Lihat ke Halaman Asli

Terapi Bicara Untuk Orang-orang Spesial

Diperbarui: 24 Juni 2015   12:15

Kompasiana adalah platform blog. Konten ini menjadi tanggung jawab bloger dan tidak mewakili pandangan redaksi Kompas.

13708502081228928946

“Sesungguhnya Allah Swt itu mengamanahkan anak-anak istimewa pada orangtua yang istimewa juga...” Papar Agus Basuki Yanuar, salah seorang founder Rumah Belajar Persada, saat memberikan sambutan dalam Semiloka Terapi Bahasa dan Aplikasinya pada Sabtu (8/6) lalu bertempat di RBP Jatibening, Bekasi.

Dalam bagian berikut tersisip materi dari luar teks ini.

PR #199, opened 2024-07-15
refactor: replace generic list create api view with generic viewset a…

andrey-canon:
## Description

This doesn't modify anything; it simply changes the current implementation to use a viewset implementation and updates the create method to utilize the super method instead of duplicating it.

### DIFF
--- a/eox_nelp/pearson_vue/api/v1/views.py
+++ b/eox_nelp/pearson_vue/api/v1/views.py
@@ -18,9 +18,11 @@ from django.conf import settings
 from django.http import Http404
 from edx_rest_framework_extensions.auth.jwt.authentication import JwtAuthentication
 from eox_core.edxapp_wrapper.bearer_authentication import BearerAuthentication
-from rest_framework import generics, status
+from rest_framework import status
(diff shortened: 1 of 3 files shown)


eox_nelp/pearson_vue/api/v1/views.py
```diff
@@ -124,11 +126,12 @@ def create(self, request, *args, **kwargs):
...
             Response: Response object with status code 201 and an empty dictionary.
         """
-        serializer = self.get_serializer(data=request.data)
-        serializer.is_valid(raise_exception=True)
-        self.perform_create(serializer)
-        headers = self.get_success_headers(serializer.data)
-        return Response({}, status=status.HTTP_200_OK, headers=headers)
+        response = super().create(request, *args, **kwargs)
+
+        if response.status_code == status.HTTP_201_CREATED:
```
johanseto, line 131: This is so crazy, chaging normal status codes. But we depends on client logic 201 ->200

johanseto (approved):
Wroking as expected. The only thing is the is necessary eh fix of https://github.com/eduNEXT/eox-nelp/pull/201/commits

PR #201, opened 2024-07-15
fix: turn off audit feature

andrey-canon:
## Description

Deactivate audit process, since the backend has data that is not serializable 

### Before
image

### After
image

## Additional information

## Checklist for Merge

- [ ] Updated documentation
- [ ] Rebased master/main
- [ ] Squashed commits

### DIFF
--- a/eox_nelp/pearson_vue/rti_backend.py
+++ b/eox_nelp/pearson_vue/rti_backend.py
@@ -220,6 +220,7 @@ class ResultNotificationBackend(RealTimeImport):
     for handling result notifications, including extracting result notification data,
     retrieving enrollment information, and generating external certificates.
     """
+    use_audit_backend = False
 
     def get_pipeline(self):
         """


johanseto (approved):

eox_nelp/pearson_vue/rti_backend.py
```diff
@@ -220,6 +220,7 @@ class ResultNotificationBackend(RealTimeImport):
     for handling result notifications, including extracting result notification data,
     retrieving enrollment information, and generating external certificates.
     """
+    use_audit_backend = False
```
johanseto, line 223: Do you thinks is not important to audit  ResultNotificationBackend
image

andrey-canon: I think that is important but it's not possible, anyway, the certificate has its own audited method so we won't be able to audit the whole pipeline but we will get the same current behavior for external certificates

PR #203, opened 2024-07-16
feat: add filter backends and limit the list view to super or staff u…

andrey-canon:
## Description

1. Added SearchFilter with search_fields ["candidate__username", "course__id"] to enable search functionality.
2. Updated the list method of the viewset to restrict access to staff or superusers only.

##### Change Objective:
Enhance endpoint security and functionality by limiting access to authorized users.
Facilitate event searches by user and course using the SearchFilter.

## Testing instructions
1. Make a request to `/eox-nelp/api/pearson_vue/v1/resultNotification/` with a staff or super user, expected behavior => list of records returned 
2. Make a request to `/eox-nelp/api/pearson_vue/v1/resultNotification/` with a non staff , expected behavior => 404
3. Make a request with the search query param `/eox-nelp/api/pearson_vue/v1/resultNotification/?search=course-v1:edx%2BCS101%2B2023_t4`  or `/eox-nelp/api/pearson_vue/v1/resultNotification/?search=<username>` expected behavior => filtered list of records

### DIFF
--- a/eox_nelp/pearson_vue/api/v1/views.py
+++ b/eox_nelp/pearson_vue/api/v1/views.py
@@ -19,6 +19,7 @@ from django.http import Http404
 from edx_rest_framework_extensions.auth.jwt.authentication import JwtAuthentication
 from eox_core.edxapp_wrapper.bearer_authentication import BearerAuthentication
 from rest_framework import status
+from rest_framework.filters import SearchFilter
 from rest_framework.mixins import CreateModelMixin, ListModelMixin, RetrieveModelMixin
 from rest_framework.permissions import IsAuthenticated
 from rest_framework.response import Response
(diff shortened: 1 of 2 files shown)


eox_nelp/pearson_vue/api/v1/views.py
```diff
@@ -133,6 +136,30 @@ def create(self, request, *args, **kwargs):
...
+            *args: Additional positional arguments.
+            **kwargs: Additional keyword arguments.
+
+        Returns:
+            Response: The response object containing the list of objects if the user has the necessary permissions.
+
+        Raises:
+            Http404: If the user does not have the necessary permissions.
+        """
+        if request.user.is_superuser or request.user.is_staff:
```
johanseto, line 158: So this force that the User used for the application to get the token, needs to be staff?
I think that only creating the application was enough to get a token and use the API.

andrey-canon: if you are not staff you shouldn't be able to get data from another users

Anak-anak istimewa yang dimaksudkan oleh Agus adalah anak-anak yang diberkahi lahir atau tumbuh dalam kondisi mengalami autism (suatu kondisi yang menimpa seseorang sejak lahir atau di masa balita yang membuat dirinya tidak dapat membentuk hubungan sosial atau berkomunikasi secara normal dengan orang lain hingga menyebabkan dirinya terisolasi dan masuk dalam dunia repetitive dengan minat dan aktifitas yang obsesif, -pen.), cerebral palsy (kelumpuhan otak yang menyebabkan anak mengalami kesulitan yang sangat besar untuk dapat berjalan, bicara, makan, atau bermain sebagaimana anak-anak sebayanya yang normal, -pen.), atau down syndrome (kondisi keterbelakangan fisik dan mental pada anak yang disebabkan oleh adanya abnormalitas perkembangan kromosom, -pen.)

13708503602019792165

Kesulitan dalam berinteraksi sosial semacam itulah yang merupakan tantangan bagi seorang terapis wicara untuk menemukan metode yang pas guna merangsang kemauan dalam diri anak-anak berkebutuhan khusus agar mau ‘membuka’ pintu komunikasi dengan orang-orang di luar dirinya sendiri. Itasari Attitungga A Md TW, seorang terapis wicara senior yang telah menjalani profesinya sejak 1995, mengemukakan bahwa semangat untuk terus menerus belajar dan mengeksplorasi metode terapi bagi para anak asuh haruslah terus dipelihara dalam diri seorang terapis agar tidak terperangkap dalam metode sejenis dalam jangka panjang hingga menimbulkan kejenuhan dan tidak efektif.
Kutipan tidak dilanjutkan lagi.